“Mission Mausam” Approved by Union Cabinet to Predict, Respond to Extreme Weather Events

New Delhi: “Mission Mausam” received the nod from the Union Cabinet on Wednesday to enhance India’s ability to predict and respond to extreme weather events as well as the impacts of climate change.

In the first phase, the Union Cabinet has allocated Rs 2,000 crore for “Mission Mausam”.

Union Ministry of Earth Sciences Secretary M. Ravichandran said the five-year mission would be implemented in two phases. The first phase, which runs until March 2026, will focus on expanding the observation network. This includes adding around 70 Doppler radars, high-performance computers and setting up 10 wind profilers and 10 radiometers.

The second phase will focus on adding satellites and aircraft to further enhance observational capabilities.

According to the Ministry of Earth Sciences, this project will meet the challenges related to tropical weather forecasting as well as climate changes that are making the atmosphere more chaotic, resulting in isolated heavy rainfall and localised droughts. It will also delve into cloudbursts, thunderstorms, lightning and squalls that are the least understood weather events in India.

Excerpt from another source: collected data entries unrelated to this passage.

PR #55, opened 2020-08-02
Implement Position param

patrick-tolosa:
Implemented Position as a Param for Overlay.

### DIFF
--- a/src/actions/layers/Layers.ts
+++ b/src/actions/layers/Layers.ts
@@ -2,29 +2,65 @@ import {ILayerAction} from "./ILayerAction";
 import Action from "../Action";
 // TODO - BundleSize Warning - we include all the Sources code within Layers.
 import Source, {ImageSource} from "./Source";
+import {Position} from "../../params/position/Position";
+import Param from "../../parameters/Param";
 
 
 class Layer extends Action implements ILayerAction {
   source: ImageSource; // TODO this needs to accept other types of sources
-  constructor(transformable: ImageSource) {
+  position:Position;
+  constructor(transformable: ImageSource, position:Position) {
     super();
     this.source = transformable;
+    this.position = position;
+  }
+
+  /**
+   * Layers are built using three bits -> /Open/Transform/Close
+   * The opening of a layer
+   */
+  openLayer() {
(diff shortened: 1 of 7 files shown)


src/actions/layers/Layers.ts
```diff
@@ -2,29 +2,65 @@ import {ILayerAction} from "./ILayerAction";
...
     this.source = transformable;
+    this.position = position;
+  }
+
+  /**
+   * Layers are built using three bits -> /Open/Transform/Close
+   * The opening of a layer
+   */
+  openLayer() {
+    return `l_${this.source.asset.publicID}`;
```
nitzanj, line 23: This only supports regular image layers - when adding video/fetch/whatever this function will look differently I assume.

src/actions/layers/Layers.ts
```diff
@@ -2,29 +2,65 @@ import {ILayerAction} from "./ILayerAction";
...
+  layerTransformation() {
+    return this.source.toString();
+  }
+
+  /**
+   * Layers are built using three bits -> /Open/Transform/Close
+   * Closing of the layer, includes Position as well
+   */
+  closeLayer() {
+    const bit = new Action().addParam(new Param('fl', 'layer_apply'));
```
nitzanj, line 39: Some actions use layer and utilize falgs (Cutter action is using fl_cutter) - are the flags handled in the `addParam` function? otherwise you need to make sure the flags are concatenated (`fl_cutter.layer_apply`).

src/actions/layers/Layers.ts
patrick-tolosa: Yes this is specific to images, videos will be added and changes will be done where needed.

src/actions/layers/Layers.ts
patrick-tolosa: If these flags are all added on the layer action, this shouldn't be a problem.

nitzanj: The flags are part of the layer action itself, it should be self-contained.
If the user wants to add a flag to the resulting action at some later point that's a a different story and unrelated anyway (and also pretty much undefined when it comes to layers...).

LGTM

Over the five-year period, the ministry and its institutions — the India Meteorological Department, the Indian Institute of Tropical Meteorology and the National Centre for Medium-Range Weather Forecasting — will work to improve their understanding of weather and climate processes and prediction capabilities and develop weather management technologies.

Mission Mausam aims to improve short to medium range weather forecast accuracy by five to 10 per cent and enhance air quality prediction in all major metro cities by up to 10 per cent.

It will enable weather prediction up to the panchayat level with a lead time of 10 to 15 days and improve the nowcast frequency from three hours to one hour.

A “cloud chamber” will be established at the Indian Institute of Meteorology in Pune within the next one and a half years under the mission to study the processes occurring within clouds in the context of rising temperatures.